Uruguay bölgesi 16. yüzyıldan itibaren Portekiz sömürgesi Brezilya ile İspanya İmparatorluğu’nun Güney Amerika’daki sömürgeleri arasında bir tampon bölge olmuştur. Uruguay’a ilk kolonyal müdahaleler, 1516’da bölgeye gelen İspanyol sömürgeci Juan Diaz de Solis ile başlamış, Portekizli meşhur sömürgeci Ferdinand Magellan da 1520’de Uruguay’a gelmiştir. Bununla birlikte bölgedeki ilk kalıcı koloni 1624 yılında İspanyol Cizvitler tarafından kurulmuştur. Uzun süre İspanya hâkimiyeti altında kalan Uruguay, 19. yüzyılın başlarında (1806-1807) İngilizler tarafından işgal edilmişse de İspanya ve İngiltere’nin Napolyon yönetimindeki Fransa’ya karşı birleşmesi üzerine bu işgal uzun süreli olmamıştır. Bu süreçte kıtanın genelinde başlayan bağımsızlık hareketleri İspanya ve Portekiz sömürgeciliğine karşı kıtada Brezilya ve Arjantin gibi bölgeleri öne çıkarmış ve yüzyılın ilk çeyreğinde pek çok kıta devleti art arda bağımsızlığını ilan etmiştir. Nitekim Uruguay da 25 Ağustos 1825 tarihinde bağımsızlığını ilan etmiş, Arjantin ve Brezilya kendi aralarında bir tampon bölge olarak Uruguay’ın bağımsızlığını 27 Ağustos 1828’de imzalanan Montevideo Anlaşması ile tanımışlardır. Bağımsızlık ilanının ardından hazırlanan yeni anayasa 1830 yılında yürürlüğe girmiştir.

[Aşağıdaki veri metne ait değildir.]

PR #306, opened 2019-08-30
Delete current related objects not been rendered by controller

rcarrillocruz:
As that means they are from an older version, thus no longer needed.

### DIFF
--- a/pkg/controller/statusmanager/status_manager.go
+++ b/pkg/controller/statusmanager/status_manager.go
@@ -16,7 +16,10 @@ import (
 
 	appsv1 "k8s.io/api/apps/v1"
 	"k8s.io/apimachinery/pkg/api/errors"
+	"k8s.io/apimachinery/pkg/api/meta"
 	metav1 "k8s.io/apimachinery/pkg/apis/meta/v1"
+	uns "k8s.io/apimachinery/pkg/apis/meta/v1/unstructured"
+	"k8s.io/apimachinery/pkg/runtime/schema"
 	"k8s.io/apimachinery/pkg/types"
 	"k8s.io/client-go/util/retry"
 
@@ -39,6 +42,7 @@ type StatusManager struct {
 	sync.Mutex
 
 	client  client.Client
+	mapper  meta.RESTMapper
 	name    string
 	version string
 
@@ -49,8 +53,53 @@ type StatusManager struct {
 	relatedObjects []configv1.ObjectReference
 }
 
-func New(client client.Client, name, version string) *StatusManager {
-	return &StatusManager{client: client, name: name, version: version}
+func New(client client.Client, mapper meta.RESTMapper, name, version string) *StatusManager {
+	return &StatusManager{client: client, mapper: mapper, name: name, version: version}
+}
+
+// deleteRelatedObjects checks for related objects attached to ClusterOperator and deletes
+// whatever is not been rendered from manifests. This is a mechanism to cleanup objects
+// that are no longer needed and are probably present from a previous version
+func (status *StatusManager) deleteRelatedObjectsNotRendered(co *configv1.ClusterOperator) {
+	if status.relatedObjects == nil {
+		return
+	}
+
+	for _, currentObj := range co.Status.RelatedObjects {
+		var found bool = false
+		for _, renderedObj := range status.relatedObjects {
+			found = reflect.DeepEqual(currentObj, renderedObj)
+
+			if found {
+				break
+			}
+		}
+		if !found {
+			gvr := schema.GroupVersionResource{
+				Group:    currentObj.Group,
+				Resource: currentObj.Resource,
+			}
+			gvk, err := status.mapper.KindFor(gvr)
+			if err != nil {
+				log.Printf("Error getting GVK of object for deletion: %v", err)
+				status.relatedObjects = append(status.relatedObjects, currentObj)
+				continue
+			}
+			log.Printf("Detected related object with GVK %+v, namespace %v and name %v not rendered by manifests, deleting...", gvk, currentObj.Namespace, currentObj.Name)
+			objToDelete := &uns.Unstructured{}
+			objToDelete.SetName(currentObj.Name)
+			objToDelete.SetNamespace(currentObj.Namespace)
+			objToDelete.SetGroupVersionKind(gvk)
+			err = status.client.Delete(context.TODO(), objToDelete, client.PropagationPolicy("Background"))
+			if err != nil {
+				log.Printf("Error deleting related object: %v", err)
+				if !errors.IsNotFound(err) {
+					status.relatedObjects = append(status.relatedObjects, currentObj)
+				}
+				continue
+			}
+		}
+	}
 }
 
 // Set updates the ClusterOperator.Status with the provided conditions
@@ -64,6 +113,7 @@ func (status *StatusManager) set(reachedAvailableLevel bool, conditions ...confi
 		}
 
 		oldStatus := co.Status.DeepCopy()
+		status.deleteRelatedObjectsNotRendered(co)
 		co.Status.RelatedObjects = status.relatedObjects
 
 		if reachedAvailableLevel {
--- a/pkg/controller/controller.go
+++ b/pkg/controller/controller.go
@@ -11,7 +11,7 @@ var AddToManagerFuncs []func(manager.Manager, *statusmanager.StatusManager) erro
 
 // AddToManager adds all Controllers to the Manager
 func AddToManager(m manager.Manager) error {
-	s := statusmanager.New(m.GetClient(), "network", operatorversion.Version)
+	s := statusmanager.New(m.GetClient(), m.GetRESTMapper(), "network", operatorversion.Version)
 
 	for _, f := range AddToManagerFuncs {
 		if err := f(m, s); err != nil {
--- a/pkg/controller/statusmanager/status_manager_test.go
+++ b/pkg/controller/statusmanager/status_manager_test.go
@@ -10,7 +10,10 @@ import (
 
 	appsv1 "k8s.io/api/apps/v1"
 	"k8s.io/apimachinery/pkg/api/errors"
+	"k8s.io/apimachinery/pkg/api/meta"
 	metav1 "k8s.io/apimachinery/pkg/apis/meta/v1"
+	uns "k8s.io/apimachinery/pkg/apis/meta/v1/unstructured"
+	"k8s.io/apimachinery/pkg/runtime/schema"
 	"k8s.io/apimachinery/pkg/types"
 	"k8s.io/client-go/kubernetes/scheme"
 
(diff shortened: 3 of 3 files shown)


pkg/controller/statusmanager/status_manager.go
```diff
@@ -184,6 +185,29 @@ func (status *StatusManager) SetDeployments(deployments []types.NamespacedName)
...
+				break
+			}
+		}
+		if !found {
+			obj_to_delete := &uns.Unstructured{}
+			key := types.NamespacedName{
+				Name:      status_obj.Name,
+				Namespace: status_obj.Namespace,
+			}
+			err := status.client.Get(context.TODO(), key, obj_to_delete)
```
danwinship: This won't work; the object you pass in has to be a proper API object, so the client can introspect its type and figure out what kind of object to get. (Just specifying the name isn't enough, because eg, it's totally valid to have a Service and Pod with the same name in the same namespace.) You should be able to find the right golang type with the `RESTMapper`... it's basically the opposite of the operation you perform in `operconfig_controller.go` to fill in `status_obj.Group` and `.Resource`. You might need to use something in `reflect` to actually construct an empty object of that type. (It might make sense at the same time to change `StatusManager.SetRelatedObjects` to take a `[]interface{}` of API objects and construct the array of `ObjectReference`s itself. That way all of the `RESTMapper` code is in `StatusManager` rather than being split between there and the operator config controller.)

pkg/controller/statusmanager/status_manager.go
```diff
@@ -186,6 +190,33 @@ func (status *StatusManager) SetDeployments(deployments []types.NamespacedName)
 func (status *StatusManager) SetRelatedObjects(relatedObjects []configv1.ObjectReference) {
 	status.Lock()
 	defer status.Unlock()
+
+	var found bool = false
+	for _, status_obj := range status.relatedObjects {
```
danwinship: You don't want to compare against the current value of `status.relatedObjects`, you want to compare against the `RelatedObjects` field of the actual operator status object. So you need to move all of this from `SetRelatedObjects` to `set`

pkg/controller/statusmanager/status_manager.go
```diff
@@ -186,6 +190,33 @@ func (status *StatusManager) SetDeployments(deployments []types.NamespacedName)
...
+			gvk, err := status.mapper.KindFor(gvr)
+			if err != nil {
+				log.Printf("Error getting GVK of object for deletion: %v", err)
+				continue
+			}
+			obj_to_delete := &uns.Unstructured{}
+			obj_to_delete.SetName(status_obj.Name)
+			obj_to_delete.SetNamespace(status_obj.Namespace)
+			obj_to_delete.SetGroupVersionKind(gvk)
+			status.client.Delete(context.TODO(), obj_to_delete)
```
danwinship: log an error on error

squeed: If possible, we want to do a Background delete here. That means that we won't wait for descendant objects (e.g. pods of deployments) to delete - so we don't block the operator.

pkg/controller/statusmanager/status_manager.go
```diff
@@ -186,6 +190,33 @@ func (status *StatusManager) SetDeployments(deployments []types.NamespacedName)
...
+	var found bool = false
+	for _, status_obj := range status.relatedObjects {
+		for _, obj := range relatedObjects {
+			found = reflect.DeepEqual(status_obj, obj)
+
+			if found {
+				break
+			}
+		}
+		if !found {
```
squeed: Definitely log something before deleting. Something like "deleting stale object XXX"

pkg/controller/statusmanager/status_manager.go
```diff
@@ -63,6 +67,39 @@ func (status *StatusManager) set(reachedAvailableLevel bool, conditions ...confi
...
+				gvk, err := status.mapper.KindFor(gvr)
+				if err != nil {
+					log.Printf("Error getting GVK of object for deletion: %v", err)
+					continue
+				}
+				obj_to_delete := &uns.Unstructured{}
+				obj_to_delete.SetName(current_obj.Name)
+				obj_to_delete.SetNamespace(current_obj.Namespace)
+				obj_to_delete.SetGroupVersionKind(gvk)
+				status.client.Delete(context.Background(), obj_to_delete)
```
squeed: 2 things.
- you still need to `err = Delete()`
- This isn't going to trigger a background delete. We might not have the ability to request a background delete via our client, so let's just ignore that.

pkg/controller/statusmanager/status_manager.go
```diff
@@ -63,6 +67,39 @@ func (status *StatusManager) set(reachedAvailableLevel bool, conditions ...confi
...
+				if err != nil {
+					log.Printf("Error deleting related object: %v", err)
```
squeed: Put the object back in Related so we don't lose track of it. As long as the error isn't something like "already deleted"

pkg/controller/statusmanager/status_manager.go
squeed: Also, a quick check shows that we'll have the ability to issue a Background delete when 336 merges.

rcarrillocruz: 336 merged, and added missing err var, marking as resolved

pkg/controller/statusmanager/status_manager.go
```diff
@@ -63,6 +67,39 @@ func (status *StatusManager) set(reachedAvailableLevel bool, conditions ...confi
...
+				gvk, err := status.mapper.KindFor(gvr)
+				if err != nil {
+					log.Printf("Error getting GVK of object for deletion: %v", err)
+					continue
+				}
+				obj_to_delete := &uns.Unstructured{}
+				obj_to_delete.SetName(current_obj.Name)
+				obj_to_delete.SetNamespace(current_obj.Namespace)
+				obj_to_delete.SetGroupVersionKind(gvk)
+				err = status.client.Delete(context.Background(), obj_to_delete)
```
squeed: This still doesn't do background deletes. They are a Delete option - check the signature of status.client.Delete. The `context.Background()` here is incorrect - it should be `context.TODO`.

pkg/controller/statusmanager/status_manager.go
```diff
@@ -49,8 +53,43 @@ type StatusManager struct {
 	relatedObjects []configv1.ObjectReference
 }
 
-func New(client client.Client, name, version string) *StatusManager {
-	return &StatusManager{client: client, name: name, version: version}
+func New(client client.Client, mapper meta.RESTMapper, name, version string) *StatusManager {
+	return &StatusManager{client: client, mapper: mapper, name: name, version: version}
+}
+
+func (status *StatusManager) deleteRelatedObjectsNotRendered(co *configv1.ClusterOperator) {
```
squeed: A bit of docstring would be nice.

pkg/controller/statusmanager/status_manager.go
```diff
@@ -49,8 +53,43 @@ type StatusManager struct {
...
+	var found bool = false
```
squeed: minor nit: I'd rather see this variable defined inside the while loop, since it's not meant to carry value "between" executions of the outer-most loop. Defining it outside is confusing to me.

I understand that it's still correct. Just a bit confusing.

pkg/controller/statusmanager/status_manager.go
```diff
@@ -49,8 +53,43 @@ type StatusManager struct {
...
+	for _, current_obj := range co.Status.RelatedObjects {
+		for _, rendered_obj := range status.relatedObjects {
+			found = reflect.DeepEqual(current_obj, rendered_obj)
+
+			if found {
+				break
+			}
+		}
+		if !found {
+			log.Printf("Detected related object not rendered by manifests, deleting...")
```
squeed: Print the GVK + namespace/name, so we know what's being deleted.

pkg/controller/statusmanager/status_manager.go
```diff
@@ -63,6 +102,7 @@ func (status *StatusManager) set(reachedAvailableLevel bool, conditions ...confi
 			return err
 		}
 
+		status.deleteRelatedObjectsNotRendered(co)
```
squeed: You need to call this after the DeepCopy since you're mutating RelatedObjects.

pkg/controller/statusmanager/status_manager.go
```diff
@@ -49,8 +53,48 @@ type StatusManager struct {
...
+					break
+				}
+			}
+			if !found {
+				gvr := schema.GroupVersionResource{
+					Group:    current_obj.Group,
+					Resource: current_obj.Resource,
+				}
+				gvk, err := status.mapper.KindFor(gvr)
+				log.Printf("Detected related object with GVK %+v, namespace %v and name %v not rendered by manifests, deleting...", gvk, current_obj.Namespace, current_obj.Name)
```
squeed: whoops, silly issue: this log line should be below the `if err != nil ...`

pkg/controller/statusmanager/status_manager.go
```diff
@@ -49,8 +53,48 @@ type StatusManager struct {
...
+				if err != nil {
+					log.Printf("Error getting GVK of object for deletion: %v", err)
```
squeed: In this case, should we be re-adding this to relatedObjects? Probably.

rcarrillocruz: Not sure I follow.
If there's an error, the status.relatedObjects never changes, if we re-add the object wouldn't we have duplicates?

squeed: Right - my read of the code is that this would be equivalent to a failure to delete. This means that we've now lost the reference to this object, right?

To be fair, this is very unlikely, so I don't think we really need to worry about it.

rcarrillocruz: Yeah, but what relatedObjects hold are not really references to objects. They are instances of configv1 ObjectReference, which are merely a struct containing Group/Resource/Name/Namespace.
So even if we had a failure on delete on the real object, we would still have a valid relatedObject for it, which is just a representation, not a reference perse.

pkg/controller/statusmanager/status_manager.go
```diff
@@ -49,8 +53,49 @@ type StatusManager struct {
...
-	return &StatusManager{client: client, name: name, version: version}
+func New(client client.Client, mapper meta.RESTMapper, name, version string) *StatusManager {
+	return &StatusManager{client: client, mapper: mapper, name: name, version: version}
+}
+
+// deleteRelatedObjects checks for related objects attached to ClusterOperator and deletes
+// whatever is not been rendered from manifests. This is a mechanism to cleanup objects
+// that are no longer needed and are probably present from a previous version
+func (status *StatusManager) deleteRelatedObjectsNotRendered(co *configv1.ClusterOperator) {
+	if status.relatedObjects != nil {
```
danwinship: don't indent the whole function; return early on the exceptional case:

    if status.relatedObjects == nil {
            return
    }
    ...

(or move the check out to `set()` and only call this function when `relatedObjects` is non-empty)

pkg/controller/statusmanager/status_manager.go
```diff
@@ -49,8 +53,49 @@ type StatusManager struct {
...
+		for _, current_obj := range co.Status.RelatedObjects {
```
danwinship: We don't usually use underscores in names in go. `currentObj` (likewise `renderedObj`, `objToDelete`, etc)

pkg/controller/statusmanager/status_manager.go
```diff
@@ -49,8 +53,49 @@ type StatusManager struct {
...
+			}
+			if !found {
+				gvr := schema.GroupVersionResource{
+					Group:    current_obj.Group,
+					Resource: current_obj.Resource,
+				}
+				gvk, err := status.mapper.KindFor(gvr)
+				if err != nil {
+					log.Printf("Error getting GVK of object for deletion: %v", err)
+					co.Status.RelatedObjects = append(co.Status.RelatedObjects, current_obj)
```
danwinship: `co.Status.RelatedObjects` gets overwritten as soon as you return from this function; you need to append it to `status.relatedObjects`.

pkg/controller/statusmanager/status_manager.go
```diff
@@ -49,8 +53,51 @@ type StatusManager struct {
...
+		}
+		if !found {
+			gvr := schema.GroupVersionResource{
+				Group:    currentObj.Group,
+				Resource: currentObj.Resource,
+			}
+			gvk, err := status.mapper.KindFor(gvr)
+			if err != nil {
+				log.Printf("Error getting GVK of object for deletion: %v", err)
+				co.Status.RelatedObjects = append(status.relatedObjects, currentObj)
```
danwinship: `status.relatedObjects = append(status.relatedObjects, currentObj)`
(and likewise below)

pkg/controller/statusmanager/status_manager.go
```diff
@@ -49,8 +53,51 @@ type StatusManager struct {
...
+				continue
+			}
+			log.Printf("Detected related object with GVK %+v, namespace %v and name %v not rendered by manifests, deleting...", gvk, currentObj.Namespace, currentObj.Name)
+			objToDelete := &uns.Unstructured{}
+			objToDelete.SetName(currentObj.Name)
+			objToDelete.SetNamespace(currentObj.Namespace)
+			objToDelete.SetGroupVersionKind(gvk)
+			err = status.client.Delete(context.TODO(), objToDelete, client.PropagationPolicy("Background"))
+			if err != nil {
+				log.Printf("Error deleting related object: %v", err)
```
squeed: if `apierrors.IsNotFound`, then continue without re-adding the object.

Bağımsızlığı takip eden yıllar 19. yüzyıl boyunca savaşlar, iç savaşlar, askerî çatışmalar ve siyasi kaoslarla geçmiştir. 1843’te Arjantin, 1845’te Fransa ve İngiltere, 1851’de Brezilya müdahaleleri gerçekleşmiş, bu süreçte yaşanan askerî darbelerde dış müdahaleler de rol oynamıştır. 1865’te Arjantin ve Brezilya ile birlikte Paraguay’a karşı savaşa girilmiş, 1875-1890 yılları arasındaysa ülkeyi askerî idare yönetmiştir. Bunların dışında da süreç boyunca darbe ve darbe girişimi, savaş düzeyinde çatışmalar ve dış müdahaleler gerçekleşmiştir.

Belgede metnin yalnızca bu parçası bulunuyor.